Research on the human activity recognition could be utilized for the monitoring of elderly people living alone to reduce the cost of home care. Video sensors can be easily deployed in the different zones of houses to achieve monitoring. The goal of this study is to employ a linear-map convolutional neural network (CNN) to perform action recognition with RGB videos. To reduce the amount of the training data, the posture information is represented by skeleton data extracted from the 300 frames of one film. The two-stream method was applied to increase the accuracy of recognition by using the spatial and motion features of skeleton sequences. The relations of adjacent skeletal joints were employed to build the direct acyclic graph (DAG) matrices, source matrix, and target matrix. Two features were transferred by DAG matrices and expanded as color texture images. The linear-map CNN had a two-dimensional linear map at the beginning of each layer to adjust the number of channels. A two-dimensional CNN was used to recognize the actions.

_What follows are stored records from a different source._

PR #16086, opened 2026-06-20
🐛 fix(conversation): surface terminal errors on assistant turns that already streamed content

arvinxx:
#### 💻 Change Type

- [x] 🐛 fix

#### 🔀 Description of Change

When an assistant turn streams content (and possibly a successful tool call) and *then* hits a **terminal error** — e.g. an upstream `529 overloaded` / rate-limit — the error was attached to the message in DB but **silently dropped on the read side**. The message rendered as if it had completed cleanly: no error banner, no retry button. The user couldn't tell the turn was actually killed.

Root cause: the error UI was gated behind **empty content** in two render paths:

- **Hetero-agent (Claude Code / Codex) path** — `AssistantGroup/components/ContentBlock.tsx`: `if (error && (content === LOADING_FLAT || !content)) renderError`. With non-empty content it fell through to the normal render, which never reads `error`.
- **Normal LLM path** — `Messages/Assistant/index.tsx`: the `error` prop passed to `ChatItem` was gated on `(message === LOADING_FLAT || !message || shouldForceShowError)`. `ChatItem` already renders the error inside `messageExtra` (below content) when the message is non-empty — but only if the prop reaches it. The `shouldForceShowError` hack was the *only* way a content-bearing error surfaced, and only for Google `ProviderBizError`.

Fix:

- `ContentBlock`: extract the error block and also render it **below the content** (via `SafeBoundary`) when a turn errors after streaming output; keep the "error replaces the whole block" behavior when nothing was streamed.
- `Assistant/index.tsx`: stop gating the `ChatItem` `error` prop on empty content — `ChatItem` already places it correctly (primary block when empty, `messageExtra` below content otherwise). Removes the now-redundant `shouldForceShowError` (subsumed: all content-bearing errors now surface, including the Google case).

#### 🧪 How to Test

- [x] Added/updated tests

Added a `ContentBlock` test asserting that when **content and error coexist**, both the message content **and** the error renderer appear (previously the error was dropped).

#### 📝 Additional Information

Surfaced from a real topic where a Claude Code turn produced text + a successful `Bash` call, then the continuation LLM call hit `529 overloaded`; the UI showed a normal-looking completed message with no error indication.

### DIFF
--- a/src/features/Conversation/ChatItem/components/ErrorContent.test.tsx
+++ b/src/features/Conversation/ChatItem/components/ErrorContent.test.tsx
@@ -1,0 +1,72 @@
+/**
+ * @vitest-environment happy-dom
+ */
+import { fireEvent, render, screen } from '@testing-library/react';
+import type { ReactNode } from 'react';
+import { beforeEach, describe, expect, it, vi } from 'vitest';
+
+import ErrorContent from './ErrorContent';
+
+const deleteMessageMock = vi.fn();
+const updateMessageErrorMock = vi.fn();
+let messageContent: string | undefined = '';
+
+// Drive the Alert's `afterClose` directly via a click, so we exercise
+// ErrorContent's dismiss branching without the real close animation.
+vi.mock('@lobehub/ui', () => ({
+  Alert: ({ afterClose }: { afterClose?: () => void }) => (
+    <button type="button" onClick={() => afterClose?.()}>
+      close
+    </button>
+  ),
+  Skeleton: { Button: () => <div>loading</div> },
+}));
+
+vi.mock('antd', () => ({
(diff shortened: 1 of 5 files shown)


arvinxx:
Good catch — addressed in 6480434df4.

The fallback `ErrorContent` alert's `afterClose` unconditionally called `deleteMessage(id)`, so dismissing the error on a content-bearing turn would have wiped exactly the content this PR preserves. The close path now branches:

- message still has content → `updateMessageError(id, null)` (clears only the error, keeps the turn)
- message is just an empty error → `deleteMessage(id)` (unchanged behavior)

Added `ErrorContent.test.tsx` covering both branches.

PR #16099, opened 2026-06-20
🐛 fix(security): escape JSON-LD output in StructuredData to prevent XSS

aniruddhaadak80:
## Description

JSON.stringify can produce output containing </script> which breaks out of the script element when used with dangerouslySetInnerHTML. This escapes angle brackets and ampersands as Unicode escape sequences to prevent script injection while keeping the JSON valid.

Also replaces the 'any' prop type with 'Record<string, unknown>' for better type safety.

### DIFF
--- a/src/components/StructuredData/index.tsx
+++ b/src/components/StructuredData/index.tsx
@@ -1,9 +1,21 @@
 import { type FC } from 'react';
 
-const StructuredData: FC<{ ld: any }> = ({ ld }) => {
+/**
+ * Safely serialize JSON-LD to prevent XSS.
+ * `JSON.stringify` can produce strings containing `</script>` which would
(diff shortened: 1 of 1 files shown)


aniruddhaadak80:
Rebased onto current main: upstream has removed src/components/StructuredData entirely (unused-components cleanup #17176), so the JSON-LD/XSS surface this PR fixed no longer exists on canary. After conflict resolution against the deletion, the branch has zero remaining changes - this PR is now obsolete and can be closed.

aniruddhaadak80:
Closing: upstream removed the entire src/components/StructuredData component (see #17176), so the XSS surface this PR hardened no longer exists on canary and the branch has nothing left to merge. Thanks to the maintainers - closing as obsolete rather than rebasing an empty diff.

PR #16101, opened 2026-06-20
♻️ refactor: replace catch (error: any) with type-safe error handling

aniruddhaadak80:
## Description

TypeScript infers \unknown\ by default when useUnknownInCatchVariables is enabled. This refactors all \catch (error: any)\ patterns to use \catch (error)\ and adds proper \instanceof Error\ type narrowing before accessing error properties.


aniruddhaadak80:
﻿Rebased onto current canary; conflicts resolved.

PR #16136, opened 2026-06-20
🐛 fix(store): prevent crash from unsafe non-null assertion on topic maps

aniruddhaadak80:
## Description

Replaces unsafe \!\ assertions on \gentTopicsViewMap[key]\ and \	opicDataMap[key]\ with a safe fallback \|| {}\. This ensures that if the state lacks a specific key when a network error occurs during \loadMore\, spreading the undefined object won't throw a runtime crash.


aniruddhaadak80:
Closing as superseded: upstream rewrote the topic store assertion pattern with optional chaining (?.), which eliminates the unsafe-assertion crash this PR fixed. The hardening now exists in better form on canary.

PR #16137, opened 2026-06-20
♻️ refactor(eval): replace unsafe "catch (error: any)" with safe Error cast

aniruddhaadak80:
## Description

Replaces "catch (error: any)" with standard "catch (error)" across the eval route components. To safely extract the error message for toast notifications, the unknown error is safely cast as "(error as Error)?.message", eliminating the unsafe "any" typing.


aniruddhaadak80:
Rebased onto current main, conflicts resolved.

PR #16142, opened 2026-06-21
🐛 fix: keep legacy Klavis endpoint and route gpt-5-mini

tjx666:
## Summary
- Restore the legacy public `klavis.getKlavisPlugins` tRPC path as a side-effect-free compatibility endpoint.
- Register the legacy `klavis` namespace on the root lambda router so older clients receive an empty plugin list instead of `NOT_FOUND` or `UNAUTHORIZED`, even without a session cookie.
- Route only `gpt-5-mini` and `gpt-5-mini-2025-08-07` through the built-in Responses API model rules.
- Keep base `gpt-5`, GPT-5 chat variants, OpenRouter-prefixed ids, and unknown future base mini-style ids unchanged.
- Add regression tests for both the unauthenticated legacy Klavis path and the GPT-5 mini routing rule.

## Related Links
- Issue: N/A
- Cloud PR: https://github.com/lobehub-biz/lobehub-cloud/pull/847

## Tests
- `rtk vitest run apps/server/src/routers/lambda/__tests__/klavis.test.ts`
- `cd packages/model-runtime && rtk vitest run src/providers/openai/openaiModelId.test.ts`

## Manual Verification
- Local AzureOpenAI smoke test showed `gpt-5-mini` matching built-in Responses API model rules and successfully calling `/openai/v1/responses`.

### DIFF
--- a/apps/server/src/routers/lambda/__tests__/klavis.test.ts
+++ b/apps/server/src/routers/lambda/__tests__/klavis.test.ts
@@ -1,0 +1,14 @@
+// @vitest-environment node
+import { describe, expect, it } from 'vitest';
+
+import type { AuthContext } from '@/libs/trpc/lambda/context';
+
+import { lambdaRouter } from '../index';
+
+describe('lambdaRouter klavis compatibility', () => {
+  it('keeps the legacy getKlavisPlugins path as a noop', async () => {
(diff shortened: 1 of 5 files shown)


tjx666:
@codex review latest code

We applied the RGB videos from the action recognition datasets of the NTU RGB+D database, which was established by the Rapid-Rich Object Search Lab, to execute model training and performance evaluation. The experimental results show that the obtained precision, recall, specificity, F1-score, and accuracy were 86.9%, 86.1%, 99.9%, 86.3%, and 99.5%, respectively, in the cross-subject source, and 94.8%, 94.7%, 99.9%, 94.7%, and 99.9%, respectively, in the cross-view source. An important contribution of this work is that by using the skeleton sequences to produce the spatial and motion features and the DAG matrix to enhance the relation of adjacent skeletal joints, the computation speed was faster than the traditional schemes that utilize single frame image convolution. Therefore, this work exhibits the practical potential of real-life action recognition.
人体活动识别的研究可用于监测独居老人,以降低家庭护理的成本。视频传感器可以很容易地部署在房屋的不同区域进行监测。本研究的目的是使用线性映射卷积神经网络(CNN)对 RGB 视频进行动作识别。为了减少训练数据的数量,采用骨架数据表示姿势信息,该骨架数据是从一部电影的 300 帧中提取出来的。采用双流法通过使用骨架序列的空间和运动特征来提高识别的准确性。相邻骨骼关节的关系被用来构建有向无环图(DAG)矩阵、源矩阵和目标矩阵。通过 DAG 矩阵传递了两个特征,并将其扩展为彩色纹理图像。线性映射 CNN 在每个层的开头有一个二维线性映射,用于调整通道数量。二维 CNN 用于识别动作。我们应用了由 Rapid-Rich Object Search Lab 建立的 NTU RGB+D 数据库的动作识别数据集的 RGB 视频来执行模型训练和性能评估。实验结果表明,在跨科目源中,得到的精度、召回率、特异性、F1 得分和准确性分别为 86.9%、86.1%、99.9%、86.3%和 99.5%,在跨视图源中,分别为 94.8%、94.7%、99.9%、94.7%和 99.9%。这项工作的一个重要贡献是,通过使用骨架序列生成空间和运动特征以及 DAG 矩阵来增强相邻骨骼关节的关系,计算速度比传统的利用单帧图像卷积的方案更快。因此,这项工作展示了实际生活中动作识别的实用潜力。